(Stored items)
PR #848, opened 2018-07-14
Fix for XML tag being recognized as cli prompt.

jnpr-bowen:
The 'cli' pattern in the _RE_PAT is matching an xml tag like `<solo-tag/>` as if it is the cli prompt host_name>. This has caused the login state machine to fail on console connections when connecting back to a console where an RPC call has initiated a reboot.

The following shows the change in behavior from a python shell session.
Current code:
`>>> _re_pat_login = '(?P<login>ogin:\s*$)'\s`
`>>> _RE_PAT = [ `
`...    '(?P<loader>oader>\s*$)',`
`...    _re_pat_login,`
`...    '(?P<passwd>assword:\s*$)',`
`...    '(?P<badpasswd>ogin incorrect)',`
`...    '(?P<netconf_closed><!-- session end at .*-->\s*)',`
`...    '(?P<shell>%|#\s*$)',`
`...    '(?P<cli>[^\\-"]>\s*$)',`
`...    '(?P<option>Enter your option:\s*$)',`
`...    '(?P<hotkey>connection: <CTRL>Z)',`
`... ]`
`>>> _PROMPT = re.compile(six.b('|').join([six.b(i) for i in _RE_PAT]))`
`>>> test_str = "<a_tag> 'Tag text'</a_tag> <solo_tag/>"`
`>>> found = _PROMPT.search(test_str)`
`>>> print found.lastgroup`
cli

New code changing the 'cli' pattern:

`>>> _RE_PAT = [`
`...     '(?P<loader>oader>\s*$)',`
`...     _re_pat_login,`
`...     '(?P<passwd>assword:\s*$)',`
`...     '(?P<badpasswd>ogin incorrect)',`
`...     '(?P<netconf_closed><!-- session end at .*-->\s*)',`
`...     '(?P<shell>%|#\s*$)',`
`...     '(?P<cli>[^/\-"]>\s*$)',`
`...     '(?P<option>Enter your option:\s*$)',`
`...     '(?P<hotkey>connection: <CTRL>Z)',`
`... ]`
`>>> _PROMPT = re.compile(six.b('|').join([six.b(i) for i in _RE_PAT]))`
`>>> test_str = "<a_tag> 'Tag text'</a_tag> <solo_tag/>"`
`>>> found = _PROMPT.search(test_str)`
`>>> print found.lastgroup`
  File "<input>", line 1, in <module>
AttributeError: 'NoneType' object has no attribute 'lastgroup'

Which is correct behavior, the tag is not recognized as the cli prompt.

### DIFF
--- a/lib/jnpr/junos/transport/tty.py
+++ b/lib/jnpr/junos/transport/tty.py
@@ -271,5 +271,3 @@ class Terminal(object):
         else:
             # if we are here, then loop the event again
             self._login_state_machine(attempt + 1)
-
-        _ev_tbl.get()
--- a/lib/jnpr/junos/transport/tty.py
+++ b/lib/jnpr/junos/transport/tty.py
@@ -52,7 +52,7 @@ class Terminal(object):
         '(?P<badpasswd>ogin incorrect)',
         '(?P<netconf_closed><!-- session end at .*-->\s*)',
         '(?P<shell>%|#\s*$)',
-        '(?P<cli>[^\\-"]>\s*$)',
+        '(?P<cli>[^/\-"]>\s*$)',
         '(?P<option>Enter your option:\s*$)',
         '(?P<hotkey>connection: <CTRL>Z)',
     ]
@@ -271,3 +271,5 @@ class Terminal(object):
         else:
             # if we are here, then loop the event again
             self._login_state_machine(attempt + 1)
+
+        _ev_tbl.get()


jnpr-community-netdev:

vnitinv:
@jnpr-bowen What if CLI prompt is something like 
`user@xyz/> `

jnpr-bowen:
That will not be recognized as the cli prompt, just as the following are not with the current code:
user@xyz->
user@xyz”>
Both of these are attempts to match xml tags like <!—comment -->, and <tag=”some text”>. The one the current code is not avoiding is the solo tag <solo/>. The only one of the characters (-, “, and /) that can show up in a host name is -, so a host named foo- would create a failure to recognize the cli prompt, but a host name cannot include “, or /. The only way to get those to show up in the cli prompt would be to use the “set cli prompt” command that does not appear last beyond the current cli session.
This change should be safe, and if need be, some documentation in pyez could say to not end host names with a -.

Later,
Bruce

jnpr-community-netdev:

jnpr-community-netdev:

rahkumar651991:
this is a corner case scenario. Adding it will create issue for other scenario. 
Hence closing this.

Required action => Read the entries above and find each line holding the word "recognized". Copy it out.

Solution below =>
Fix for XML tag being recognized as cli prompt.
Which is correct behavior, the tag is not recognized as the cli prompt.
That will not be recognized as the cli prompt, just as the following are not with the current code:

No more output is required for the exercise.